Breaking the Adversarial Robustness-Performance Trade-off in Text Classification via Manifold Purification
Chenhao Dang, Jing Ma
TL;DR
This work tackles the robustness-accuracy dilemma in text classification by exploiting the embedding-space geometry of PLMs. It introduces MC^2F, a two-module framework that first learns a stratified Riemannian manifold of clean embeddings with a SR-CNF for detection, then purifies adversarial embeddings by projecting them along geodesics onto the clean manifold using a Geodesic Purification Solver. The training objective combines density estimation, topological preservation, and causal-semantic regularization to ensure robust, semantically faithful purification.

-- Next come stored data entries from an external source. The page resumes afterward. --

PR #2006, opened 2020-02-26
Restrict Landscape mode

harshvitra:
Landscape mode is now restricted both on Android and iOS


harshvitra:
> Don't you want to support landscape anymore? I have noticed the new navigation does not work with it. :-)

Not just navigation, other pages as well. 

Once we can work on the designs, we will again enable landscape mode

PR #2014, opened 2020-02-28
separate API url from website

### LINKED ISSUE #1927: Separate URL for API and website in config/environment
In order to be able to host the API at a different location as the website, the application should be changed so the URL for the API calls differ from the URL of the website in the application. You have to figure our where to use the website URL and where to use the API URL in our application. Also please check not getting CORS issues (eventually the backend has to add something to the server configuration).

norbertschuler:
Fixes #1927

I added a new env variable `api_url` for all API calls made (also for the `suggest` API call which I am now using as `suggest.php` due to CORS issues). The other URLs the application is redirecting to are not changed, so the backend where the client is hosted still have to support some URLs and can not just be a stupid web server hosting the client files. E.g. the web server still must be able to serve the URL for doing the donation process in the web browser. Here is a list of places where still `scheme` and `host` are used in the client (most of them in the native app):

Bildschirmfoto 2020-02-28 um 11 18 55

- [x] I also added `api_url` to CircleCI and buddy.works as environment variables.
- [x] Having another URL for the API requires the server hosting the client to correctly set the `access-control-allow-origin` header.

While I still added the same server name in the sample env files, you can change the `api_url` to another server for testing, e.g. the new Heroku backend API url.


norbertschuler:
> but where is `host` being used now?

You can see remaining usages of `host` and `scheme` in my screenshot from my code search above.

@sagararyal if we merge this with the new names of the backends https://github.com/Plant-for-the-Planet-org/treecounter-app/pull/2014/commits/439a7f59e42949f9f0ab05fa21d02ac080527bb9 we should tell everybody these backends are not ready yet (still fixing bugs). And do you also want to add the new production backend in https://github.com/Plant-for-the-Planet-org/treecounter-app/blob/439a7f59e42949f9f0ab05fa21d02ac080527bb9/.env.production.sample or don't we have decided yet about the final name of the production API?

Across SST-2, AGNews, and YELP, MC^2F achieves state-of-the-art adversarial robustness while maintaining or even improving performance on clean data, illustrating the practical value of a geometry-guided defense. The approach offers a principled pathway to deploy NLP systems with reliable performance in adversarial settings.
Abstract
A persistent challenge in text classification (TC) is that enhancing model robustness against adversarial attacks typically degrades performance on clean data. We argue that this challenge can be resolved by modeling the distribution of clean samples in the encoder embedding manifold. To this end, we propose the Manifold-Correcting Causal Flow (MC^2F), a two-module system that operates directly on sentence embeddings. A Stratified Riemannian Continuous Normalizing Flow (SR-CNF) learns the density of the clean data manifold. It identifies out-of-distribution embeddings, which are then corrected by a Geodesic Purification Solver. This solver projects adversarial points back onto the learned manifold via the shortest path, restoring a clean, semantically coherent representation. We conducted extensive evaluations on text classification (TC) across three datasets and multiple adversarial attacks. The results demonstrate that our method, MC^2F, not only establishes a new state-of-the-art in adversarial robustness but also fully preserves performance on clean data, even yielding modest gains in accuracy.